Physicians use a patient-centered approach to treat cancer pain, placing a great emphasis on patient self-reported ratings of pain to guide therapeutic management options. In the literature, studies have indicated that a patient's ethnicity may influence the perception of pain as there are variations in pain outcome measurements among different ethnic groups. ,, Cancer is a disease of high symptomatic burden, and complex interactions with co-variables lead to a heterogeneous clinical presentation. At present, little is known regarding the effect of ethnicity on the pain experience of cancer patients or the possibility of different health care needs.

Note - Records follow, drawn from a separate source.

Issue #10737, opened 2020-07-21
HDF5 and step-62 are not compatible with find_active_cell_around_point()


dangars:
Step-62 hangs. This related to two issues.
- find_active_cell_around_point() fails in parallel. Even if a point is inside the domain some of the MPI ranks will fail. I think that it is related to #10478 but I'm not sure.
- The `AssertThrow` of find_active_cell_around_point() fails and hangs the program. This is related to #10736

I'm going to prepare a small test to isolate the problem.

dangars:
@masterleinad I have been able to isolate the problem with `AssertThrow` in step-62

It is related to two issues.
- In parallel `find_active_cell_around_point()` fails to find some points in the coarse cells. See test #10747
- `Assert` and `AssertThrow` hang with HDF5. See test #10746

dangars:
The new version of `find_active_cell_around_point()` uses exceptions and that is not compatible with HDF5. See #11050 and #10535

Exceptions combined with parallel HDF5 can freeze deal.II. If one MPI process throws an exception and not the other ones, then deal.II freezes. The reason is that the following happens:
1. On the processor that calls the exception we try to close the parallel MPI file (H5F_try_close) which ultimately results in a barrier (MPI_barrier). This is triggered by the destructor of an HDF5Object.
2. On the processor that does not call the exception we call H5VL_dataset_write() and end up in MPI_Allreduce().

This could happen if an error is found in all the processes except one. For example, the following code could potentially freeze deal.II:
```
HDF5::File data_file(filename,
                          HDF5::File::FileAccessMode::create,
                           mpi_communicator);
{
  auto  dataset_a =
         data_file.create_dataset<double>(dataset_name_a, dataset_dimensions_a);
   dataset_a.write_selection(data_a, coordinates_a);
 }

 AssertThrow(Utilities::MPI::this_mpi_process(mpi_communicator) == 0,
                   ExcInternalError());

{
   auto  dataset_b =
         data_file.create_dataset<double>(dataset_name_b, dataset_dimensions_b);
   dataset_b.write_selection(data_b, coordinates_b);
 }
```

masterleinad:
Isn't this only a problem if the exceptions are not caught and cause the program to abort?

dangars:
I haven't tried to catch the exception of `find_active_cell_around_point()`. I think that using exceptions to communicate that the point is not in an active cell is not very efficient, for this reason I prefer to use an old version of deal.II.

[...]

PR #10746, opened 2020-07-23
Add test for parallel hdf5 and AssertThrow

dangars:
`Assert` and `AssertThrow` hang with parallel HDF5. This test shows the behaviour.

This is related to #10737

### DIFF
--- a/tests/base/hdf5_07_freezes.cc
+++ b/tests/base/hdf5_07_freezes.cc
@@ -1,0 +1,198 @@
+// ---------------------------------------------------------------------
+//
+// Copyright (C) 2015 - 2019 by the deal.II Authors
+//
+// This file is part of the deal.II library.
+//
+// The deal.II library is free software; you can use it, redistribute
+// it, and/or modify it under the terms of the GNU Lesser General
+// Public License as published by the Free Software Foundation; either
+// version 2.1 of the License, or (at your option) any later version.
+// The full text of the license can be found in the file LICENSE at
+// the top level of the deal.II distribution.
+//
+// ---------------------------------------------------------------------
+
+// Test AssertThrow with hdf5
+
+#include <deal.II/base/conditional_ostream.h>
+#include <deal.II/base/hdf5.h>
+
+#include <deal.II/lac/full_matrix.h>
+#include <deal.II/lac/vector.h>
+
+#include <boost/type_traits.hpp>
+
+#include <numeric>
+
+#include "../tests.h"
+
+
+// This function tests parallel write and gets the group by reference
+template <template <class...> class Container, typename Number>
+void
+write_test(HDF5::Group &              root_group,
+           const std::vector<hsize_t> dataset_dimensions,
+           MPI_Comm                   mpi_communicator,
+           ConditionalOStream         pcout)
+{
+  AssertDimension(dataset_dimensions.size(), 2);
+
+  std::string container_name;
+  std::string type_name;
+
+  if (std::is_same<Container<Number>, std::vector<Number>>::value)
+    {
+      container_name = std::string("std::vector");
+    }
+  else if (std::is_same<Container<Number>, FullMatrix<Number>>::value)
+    {
+      container_name = std::string("FullMatrix");
+    }
+
+  if (std::is_same<Number, double>::value)
+    {
+      type_name = std::string("double");
+    }
+
+  deallog << "Write tests for " << container_name << "<" << type_name << ">"
+          << " datasets" << std::endl;
+
+  auto group = root_group.create_group(container_name + "<" + type_name + ">");
+
+  {
+    std::string dataset_name("dataset_2");
+    auto        dataset =
+      group.create_dataset<Number>(dataset_name, dataset_dimensions);
+    dataset.set_query_io_mode(true);
+    deallog << "Dimensions " + dataset_name << " " << container_name << "<"
+            << type_name << ">"
+            << " (Write): " << dataset.get_dimensions() << std::endl;
+    deallog << "Size " + dataset_name << " " << container_name << "<"
+            << type_name << ">"
+            << " (Write): " << dataset.get_size() << std::endl;
+    deallog << "Rank " + dataset_name << " " << container_name << "<"
+            << type_name << ">"
+            << " (Write): " << dataset.get_rank() << std::endl;
+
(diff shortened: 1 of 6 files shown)


tests/base/hdf5_07.cc
```diff
@@ -0,0 +1,556 @@
...
+                           HDF5::File::FileAccessMode::create,
+                           mpi_communicator);
+
+      write_test<std::vector, double>(data_file,
+                                      dataset_dimensions,
+                                      mpi_communicator,
+                                      pcout);
+
+      AssertThrow(Utilities::MPI::this_mpi_process(mpi_communicator) == 0,
+                  ExcInternalError());
```
dangars, line 523: If this is replaced by Assert, the program will hang as well.

bangerth: This code is equivalent to the following:
```
{
  const bool b = (Utilities::MPI::this_mpi_process(mpi_communicator) == 0);
  AssertThrow (b, ExcInternalError());
}
```
Can you find out whether it also hangs if you replace `AssertThrow` by `Assert` here? In other words, whether the problem is in the call to `Utilities::MPI::this_mpi_process` or in the `AssertThrow`?

Separately, do you actually need all of the code above? Or could `write_test()` be drastically reduced to just one piece?

dangars: I don't have access to a computer this week.

I'll give you a thorough answer next week :)

tests/base/hdf5_07.cc
```diff
@@ -0,0 +1,198 @@
...
+
+      write_test<FullMatrix, double>(data_file,
+                                     dataset_dimensions,
+                                     mpi_communicator,
+                                     pcout);
```
dangars, line 170: Interestingly the test hangs with the following code
```
write_test<FullMatrix, double>(data_file, dataset_dimensions, mpi_communicator, pcout);
```
But the test does not hang with the following code
```
write_test<std::vector, double>(data_file, dataset_dimensions, mpi_communicator, pcout);
```

dangars:
How does `Assert` and `AssertThrow` work in parallel/MPI?

Let's say that only one process does not fulfill an `Assert` condition. Does this process notify the rest of the processes that they have to raise an exception?

drwells:
Good question. If there is an uncaught exception and you initialized things with `MPI_InitFinalize` then we detect it in that classes destructor:
```cpp
          if (std::uncaught_exceptions() > 0)
            {
              // do not try to call MPI_Finalize to avoid a deadlock.
            }
          else
            {
              const int ierr = MPI_Finalize();
              (void)ierr;
              AssertNothrow(ierr == MPI_SUCCESS, dealii::ExcMPI(ierr));
            }
```
At that point `mpirun` knows that a process exited abnormally and it can deal with it (usually by killing the other processes).

On the other hand if we have an assertion failure instead of calling `abort` we call `MPI_Abort`.

dangars:
Thanks @drwells !
Your explanation will help me to find the origin of the problem

dangars:
I debug the program and I think that the problem is an interaction between exceptions and HDF5.

To debug the program I run the test using 3 MPI processes and attached each MPI process to an independent gdb.

I debug two versions of the test. The first version is the test that you can find in this PR.

In the second version I removed the HDF5 code.

**First version**
When I arrive to the lines below. Process 0 will continue normally and processes 1 and 2 execute `ExcInternalError()`

```
AssertThrow(Utilities::MPI::this_mpi_process(mpi_communicator) == 0,
ExcInternalError());
```

Then processes 1 and 2 arrive to the line 1322 of exceptions.h
```
case throw_on_exception:
  throw e;
```
When processes 1 and 2 throw the exception, they freeze instead of exiting the process. Therefore the whole program freezes.

**Second version**
Now I remove the HDF5 code and leave the AssertThrow.

Process 0 continues normally and processes 1 and 2 arrive to the line 1322 of exceptions.h
```
case throw_on_exception:
  throw e;
```
As expected, after the exception is thrown by processes 1 and 2, all the processes exit and the stacktrace is shown.


**Solution**
I see several solutions
- We can give a CMake compile option in which instead throwing an exception deal.II aborts the program and generates a core dump. A core dump can then be used to debug the program and get the stacktrace.
- We try to dig more in order to understand the problem better, although I'm not sure which direction to take.
- We document  the behavior in the HDF5 documentation of deal.II. Although this does not help to debug a program.

drwells:
If I have understood this correctly this means that exceptions behave differently in HDF5 code than in non-HDF5 code. I think its worth understanding what's going on here before we move on to possible fixes. I'll take a look at this in depth at some point over the next few days.

dangars:
Thanks @drwells !

Yes, exceptions interact in a weird way with parallel HDF5. I think that the problem is with HDF5, not with deal.II. I will contact the HDF5 developers once understand the origin of the problem.

I think that the problem arises when a HDF5 handler is opened and one process throws an exception and the other processes do not throw the exception.

I added a couple of tests. You can do a diff to see the differences between the tests.

If you debug the tests, it is helpful to add a breakpoint at the line 1322 of exceptions.h (function `issue_error_noreturn()`)

**hdf5_07**
- A parallel HDF5 handler is opened
- An exception is thrown **by two processes of the three processes**
- The program freezes

**hdf5_08**
- An exception is thrown by two processes of the three processes
- The program exits as expected

**hdf5_09**
- A parallel HDF5 handler is opened
- An exception is thrown **by all the processes**
- The program exits as expected

drwells:
Sorry for the long delay - I finally looked into this and I have an answer.

If we do MPI IO through HDF5 then the following happens:

1. On the processor that calls the exception we try to close the parallel MPI file (`H5F_try_close`) which ultimately results in a barrier (`PMPI_barrier`).
2. On the processor that does not call the exception we call `H5VL_dataset_write` and end up in `PMPI_allreduce`.

Hence I think that exceptions can't work here - we have to abort.

dangars:
@drwells Thanks a lot for the exhaustive analysis! That's very impressive! It is definitively not easy to debug MPI programs.

I can document this in the HDF5 interface of deal.II.

drwells:
You're welcome. The trick is to let things hang in the debugger and then hit ^C to get stack traces - its a good way to debug hangs like this.

drwells:
@dangars what do you want to do with this PR?

dangars:
I think that we should close the PR. You found the problem!

I updated the documentation in #11050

Recommendations from the World Health Organization (WHO) analgesic ladder framework  calls for an individualistic approach to cancer pain management, highlighting the need for an increased understanding of the role of a patient's psychosocial background in determining the pain experience.
Race, ethnicity, and culture
Race, ethnicity, and culture are terms commonly used with similar characteristics and subtle differences. The term "Race" refers to a classification based on an individual's physical appearance with skin color as the most prominent determinant.  "Ethnicity" is fluid and depends on context, incorporating the notions of a shared social, cultural, or religious background that is distinct and passed on between generations leading to a shared identity.  A range of definitions exists for "Culture," which can be described as the repeated behavioral responses in society with social, religious, intellectual, and artistic influences.  For this review, the most commonly used terms in the literature "Ethnicity" and "Culture" will be viewed as synonyms.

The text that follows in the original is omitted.